In the data below, locate each line with the word "same" and list it.

■ **Task material**:
------------------------------

PR #6804, opened 2026-04-20
feat(gui): close editor tabs with middle mouse button

nomike:
This adds an event filter to the tab bar, allowing tabs to be closed by middle-mouse-click.
It doesn't do anything if it's the last tab available.

That mimics how other tabbed applications behave (e.g. browsers, vscode, Notepad++, etc.).

### DIFF
--- a/src/gui/TabManager.cc
+++ b/src/gui/TabManager.cc
@@ -19,6 +19,8 @@
 #include <QFileInfo>
 #include <QMessageBox>
 #include <QPoint>
+#include <QEvent>
+#include <QMouseEvent>
 #include <QSaveFile>
 #include <QShortcut>
 #include <QStringList>
@@ -49,6 +51,7 @@ TabManager::TabManager(MainWindow *o, const QString& filename)
   connect(tabWidget, &QTabWidget::tabCloseRequested, this, &TabManager::closeTabRequested);
   connect(tabWidget, &QTabWidget::customContextMenuRequested, this,
           &TabManager::showTabHeaderContextMenu);
+  tabWidget->tabBar()->installEventFilter(this);
 
   connect(tabWidget, &QTabWidget::currentChanged, this, &TabManager::stopAnimation);
   connect(tabWidget, &QTabWidget::currentChanged, this, &TabManager::updateFindState);
@@ -61,6 +64,22 @@ TabManager::TabManager(MainWindow *o, const QString& filename)
 
   // Disable the closing button for the first tabbar
   setTabsCloseButtonVisibility(0, false);
+}
+
+bool TabManager::eventFilter(QObject *watched, QEvent *event)
+{
+  if (watched == tabWidget->tabBar() && event->type() == QEvent::MouseButtonPress) {
+    const auto *mouseEvent = static_cast<QMouseEvent *>(event);
+    if (mouseEvent->button() == Qt::MiddleButton) {
+      const int idx = tabWidget->tabBar()->tabAt(mouseEvent->pos());
+      // Match tab close button / context menu: do not remove the last tab from the bar here.
+      if (idx >= 0 && tabWidget->count() > 1) {
+        closeTabRequested(idx);
+        return true;
+      }
+    }
+  }
+  return QObject::eventFilter(watched, event);
 }
 
 QTabBar::ButtonPosition TabManager::getClosingButtonPosition()
--- a/src/gui/TabManager.h
+++ b/src/gui/TabManager.h
@@ -9,6 +9,7 @@
 
 #include "gui/Editor.h"
 
+class QEvent;
 class MainWindow;  // for circular dependency
 
 class TabManager : public QObject
@@ -74,6 +75,7 @@ private:
   QTabBar::ButtonPosition getClosingButtonPosition();
   void zoomIn();
   void zoomOut();
+  bool eventFilter(QObject *watched, QEvent *event) override;
 
 private slots:
   void tabSwitched(int);


t-paul (commented):
I like the feature! Just a question: Why the EventFilter? It sounds like https://doc.qt.io/qt-6/qtabwidget.html#tabBarClicked should be able to take care of the click event in a more dedicated way?

jordanbrown0:
My thought exactly; I would have expected to use normal event handling, not an event filter.

nomike:
The issue with https://doc.qt.io/qt-6/qtabwidget.html#tabBarClicked is, that it only supplies which tab was clicked, but not which mouse button was used.

I've asked cursor on this and what it said sounds reasonable (I was about to summarize this, but I think it's best to just give you the thing unedited so you can decide what to take):

---

## What they suggested

They pointed at [`QTabWidget::tabBarClicked(int)`](https://doc.qt.io/qt-6/qtabwidget.html#tabBarClicked) (same underlying signal as `QTabBar::tabBarClicked`) as a more “dedicated” path than an `eventFilter`.

## Does `tabBarClicked` solve this cleanly?

**Not by itself.** The signal only carries the tab index. It does **not** tell you whether the press was left, middle, or right. A slot connected only to `tabBarClicked` cannot know “middle = close, left = switch tab” unless you add extra, non-API information (see below).

In Qt’s own `QTabBar::mousePressEvent`, `tabBarClicked(index)` is emitted **before** the code returns early for non-left buttons. So in practice a middle-click on a tab **does** emit `tabBarClicked` (same in Qt 5.15 and current `qtbase` dev), but the **public contract** is still “user clicked a tab” with no button parameter, so relying on that ordering is coupling to implementation details.

A sometimes-seen workaround is: in the `tabBarClicked` slot, test `QApplication::mouseButtons()` for `Qt::MiddleButton`. That can work for a same-thread, direct connection fired from inside `mousePressEvent`, but it is easy to break (queued delivery, timing, future changes) and is weaker than handling a `QMouseEvent` directly.

So: the maintainers’ **direction** (prefer normal widget/signal flow over a filter) is reasonable; **`tabBarClicked` as named is not a complete replacement** for “middle click only” without either a hack or a different hook.

## How the `eventFilter` compares

The filter inspects `QMouseEvent::button()` explicitly, which is the right information at the right place (see `TabManager::eventFilter` in `src/gui/TabManager.cc`).

That is a small, standard Qt pattern when the public signals do not expose what you need. It is not “wrong”; it is explicit.

## If you want something that reads more “Qt-native” to reviewers

A **subclass of `QTabBar`** (override `mousePressEvent` or `mouseReleaseEvent`, check `Qt::MiddleButton`, then emit your own signal or call `closeTabRequested`) is often what people mean by “normal event handling” instead of a filter. `QTabWidget::setTabBar()` exists so you can install a custom bar without touching the rest of `TabManager` much. Note: current **Qt dev** `QTabBar` already has middle-button → `tabCloseRequested` when close buttons on tabs are enabled (`mouseReleaseEvent`), so long-term some of this might duplicate framework behavior depending on Qt version—but OpenSCAD still supports **Qt 5.12+**, and that built-in path is not something you can assume for all builds.

## Bottom line

- **Agree with the spirit** of the review: if you can handle this with a dedicated widget/slot story, that often reads clearer than a filter.
- **Do not agree that `tabBarClicked` alone is the right API** for middle-only close; it lacks button information, and “fixing” that via global `mouseButtons()` is fragile.
- **The event filter is a legitimate solution**; the main “upgrade” for maintainers would be a small `QTabBar` subclass (or documenting why `tabBarClicked` is insufficient), not necessarily switching to `tabBarClicked` without extra machinery.

jordanbrown0:
Hmm.  The response says that "Qt Dev" has the middle-buttonclose behavior.  It also says we're on Qt 5, which isn't really correct any more - we switched to Qt6 a couple of months ago - so I looked into it.

The documentation for QTabBar says that it *does* support the middle-click behavior.
https://doc.qt.io/qt-6/qtabbar.html#tabsClosable-prop
We **do** set tabsClosable:  https://github.com/openscad/openscad/blob/b5f0ee21c30c3a63b681d76730c57cf6793722b3/src/gui/TabManager.cc#L45
That's on QTabWidget, but it says that it uses QTabBar.

I tried it, and it doesn't seem to work for me, but I'm on a laptop with a two-button touchpad, so I'm not absolutely sure that I'm getting a middle-click through.  I may be able to try with a real computer later today.

nomike:
> Hmm. The response says that "Qt Dev" has the middle-buttonclose behavior. It also says we're on Qt 5, which isn't really correct any more - we switched to Qt6 a couple of months ago - so I looked into it.

Well, at least with PythonSCAD we still support Ubuntu 22.04 LTS which is still supported by Cannonical until 2027-06-01. And this doesn't have libqscintilla2-qt6-dev packaged. So to support this Ubuntu Version, we need to keep QT5 support.

Yes, OpenSCAD (and also PythonSCAD) switched to QT6 as a default some months ago, but AFAIK OpenSCAD didn't drop support for QT5 entirely, did it?

But regardless, the feature you mentioned was [added to qt6 in November 2025](https://github.com/qt/qtbase/commit/571c55dbcd677942b0dfe780c23730f9fc26b0f6) and is first included in QT v6.11.0.

I'm locally running Ubuntu 25.10, which currently is the most recent version, and that's on QT 6.9.2, so even though this feature would greatly simplify things, I'm afraid we can't use it for the foreseeable future.

t-paul:
With that feature coming natively soon-ish, I'm not too worried about the current solution using an event filter. I guess we can wrap it in a Qt version check so with Qt6.11 it will just move to the native way and we are not running into strange issues with trying to close tabs twice.

kintel:
FYI: Konsole has a similar fix, but slightly different since they want to make the behavior optional: https://invent.kde.org/utilities/konsole/-/merge_requests/1196

jordanbrown0:
If it's important to somebody - it's not important to me - I don't mind a temporary solution. However, I'd suggest leaving behind both comments and an issue saying "remove this when we get to Qt 6-point-whatever".

t-paul:
The linked KDE fix does specifically mention what I was pointing to before, that the automatic behavior could trigger the close event twice starting with Qt6.11.
So guarding the change in a Qt version check would serve as both clear annotation that this can go away if everything is >= Qt6.11 and prevent the duplicate trigger.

------------------------------

■ **Answer to the exercise**:
They pointed at [`QTabWidget::tabBarClicked(int)`](https://doc.qt.io/qt-6/qtabwidget.html#tabBarClicked) (same underlying signal as `QTabBar::tabBarClicked`) as a more “dedicated” path than an `eventFilter`.
In Qt’s own `QTabBar::mousePressEvent`, `tabBarClicked(index)` is emitted **before** the code returns early for non-left buttons. So in practice a middle-click on a tab **does** emit `tabBarClicked` (same in Qt 5.15 and current `qtbase` dev), but the **public contract** is still “user clicked a tab” with no button parameter, so relying on that ordering is coupling to implementation details.
A sometimes-seen workaround is: in the `tabBarClicked` slot, test `QApplication::mouseButtons()` for `Qt::MiddleButton`. That can work for a same-thread, direct connection fired from inside `mousePressEvent`, but it is easy to break (queued delivery, timing, future changes) and is weaker than handling a `QMouseEvent` directly.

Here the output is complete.